(Saved entries)
--- START ---

PR #3647, opened 2025-10-07
only upgrade to v3 if atleast v2

alysiahuggins:
Closes #<ISSUE_NUMBER>
light cilent upgrade to v3 checks first that the light client contract is atleast v2

### This PR:
- updates rust contract deployment code for light client upgrade to v3 
-

### DIFF
--- a/contracts/rust/deployer/src/lib.rs
+++ b/contracts/rust/deployer/src/lib.rs
@@ -615,6 +615,15 @@ pub async fn upgrade_light_client_v3(
         Some(proxy_addr) => {
             let proxy = LightClient::new(proxy_addr, &provider);
 
+            //check proxy version, if not atleast V2, can't upgrade to V3
+            let version = proxy.getVersion().call().await?;
+            if version.majorVersion < 2 {
+                anyhow::bail!(
+                    "LightClientProxy is V{}, can't upgrade to V3",
+                    version.majorVersion
+                );
+            }
+
             // first deploy PlonkVerifierV3.sol
             let pv3_addr = contracts
                 .deploy(
@@ -672,7 +681,15 @@ pub async fn upgrade_light_client_v3(
 
             // prepare init calldata
             let lcv3 = LightClientV3::new(lcv3_addr, &provider);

--- END ---

In the records above, how many lines hold the string "majorVersion"? Reply with only the number.

EXPECTED OUTPUT: 2